▶ [RECORD EXCERPTS]
PR #670, opened 2021-03-03
[Fix regression] Larger  key legends for single characters

### LINKED ISSUE #669: [Atreus] Key labels so small that they cannot be read
**Describe the bug**
I am a 30 year old with no visual impairment, however since the latest update, the font size of some of the keyboard legends became so small that I can no longer read it.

▶ [WHAT IS REQUIRED] Line by line, print the listing above exactly.

▶ [REPLY TO THE TASK]
PR #670, opened 2021-03-03
[Fix regression] Larger  key legends for single characters

### LINKED ISSUE #669: [Atreus] Key labels so small that they cannot be read
**Describe the bug**
I am a 30 year old with no visual impairment, however since the latest update, the font size of some of the keyboard legends became so small that I can no longer read it.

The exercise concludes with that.